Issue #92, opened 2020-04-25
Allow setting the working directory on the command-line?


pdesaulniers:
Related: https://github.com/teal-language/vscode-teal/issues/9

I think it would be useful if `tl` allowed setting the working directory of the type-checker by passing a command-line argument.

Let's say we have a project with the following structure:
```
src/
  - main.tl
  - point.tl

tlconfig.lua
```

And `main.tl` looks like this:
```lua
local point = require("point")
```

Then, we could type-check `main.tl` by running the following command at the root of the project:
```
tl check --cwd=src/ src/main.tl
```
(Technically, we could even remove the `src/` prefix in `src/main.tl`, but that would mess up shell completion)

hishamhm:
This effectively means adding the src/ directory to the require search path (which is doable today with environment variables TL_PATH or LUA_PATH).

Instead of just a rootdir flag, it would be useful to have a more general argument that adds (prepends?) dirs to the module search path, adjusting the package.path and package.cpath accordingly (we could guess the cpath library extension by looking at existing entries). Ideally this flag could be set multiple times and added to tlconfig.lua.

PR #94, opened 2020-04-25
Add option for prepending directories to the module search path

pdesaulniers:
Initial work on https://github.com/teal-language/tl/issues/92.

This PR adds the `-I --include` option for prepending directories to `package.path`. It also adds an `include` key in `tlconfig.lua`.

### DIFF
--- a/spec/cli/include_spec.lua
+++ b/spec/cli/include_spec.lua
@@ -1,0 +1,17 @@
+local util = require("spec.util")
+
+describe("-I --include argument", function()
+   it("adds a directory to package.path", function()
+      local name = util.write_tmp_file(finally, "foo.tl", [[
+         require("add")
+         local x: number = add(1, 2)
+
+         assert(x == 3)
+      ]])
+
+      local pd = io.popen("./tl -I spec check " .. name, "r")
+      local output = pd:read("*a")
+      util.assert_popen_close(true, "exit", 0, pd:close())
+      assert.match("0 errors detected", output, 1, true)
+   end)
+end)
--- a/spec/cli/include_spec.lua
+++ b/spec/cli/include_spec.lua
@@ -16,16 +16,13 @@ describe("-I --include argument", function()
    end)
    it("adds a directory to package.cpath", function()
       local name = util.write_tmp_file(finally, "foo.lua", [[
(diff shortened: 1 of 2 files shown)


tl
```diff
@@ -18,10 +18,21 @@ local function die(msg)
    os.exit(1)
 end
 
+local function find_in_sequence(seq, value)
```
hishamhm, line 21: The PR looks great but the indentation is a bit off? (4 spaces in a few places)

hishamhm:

========================

Return the listing. Match it exactly.

§ **RESPONSE AREA**
Issue #92, opened 2020-04-25
Allow setting the working directory on the command-line?


pdesaulniers:
Related: https://github.com/teal-language/vscode-teal/issues/9

I think it would be useful if `tl` allowed setting the working directory of the type-checker by passing a command-line argument.

Let's say we have a project with the following structure:
```
src/
  - main.tl
  - point.tl

tlconfig.lua
```

And `main.tl` looks like this:
```lua
local point = require("point")
```

Then, we could type-check `main.tl` by running the following command at the root of the project:
```
tl check --cwd=src/ src/main.tl
```
(Technically, we could even remove the `src/` prefix in `src/main.tl`, but that would mess up shell completion)

hishamhm:
This effectively means adding the src/ directory to the require search path (which is doable today with environment variables TL_PATH or LUA_PATH).

Instead of just a rootdir flag, it would be useful to have a more general argument that adds (prepends?) dirs to the module search path, adjusting the package.path and package.cpath accordingly (we could guess the cpath library extension by looking at existing entries). Ideally this flag could be set multiple times and added to tlconfig.lua.

PR #94, opened 2020-04-25
Add option for prepending directories to the module search path

pdesaulniers:
Initial work on https://github.com/teal-language/tl/issues/92.

This PR adds the `-I --include` option for prepending directories to `package.path`. It also adds an `include` key in `tlconfig.lua`.

### DIFF
--- a/spec/cli/include_spec.lua
+++ b/spec/cli/include_spec.lua
@@ -1,0 +1,17 @@
+local util = require("spec.util")
+
+describe("-I --include argument", function()
+   it("adds a directory to package.path", function()
+      local name = util.write_tmp_file(finally, "foo.tl", [[
+         require("add")
+         local x: number = add(1, 2)
+
+         assert(x == 3)
+      ]])
+
+      local pd = io.popen("./tl -I spec check " .. name, "r")
+      local output = pd:read("*a")
+      util.assert_popen_close(true, "exit", 0, pd:close())
+      assert.match("0 errors detected", output, 1, true)
+   end)
+end)
--- a/spec/cli/include_spec.lua
+++ b/spec/cli/include_spec.lua
@@ -16,16 +16,13 @@ describe("-I --include argument", function()
    end)
    it("adds a directory to package.cpath", function()
       local name = util.write_tmp_file(finally, "foo.lua", [[
(diff shortened: 1 of 2 files shown)


tl
```diff
@@ -18,10 +18,21 @@ local function die(msg)
    os.exit(1)
 end
 
+local function find_in_sequence(seq, value)
```
hishamhm, line 21: The PR looks great but the indentation is a bit off? (4 spaces in a few places)

hishamhm:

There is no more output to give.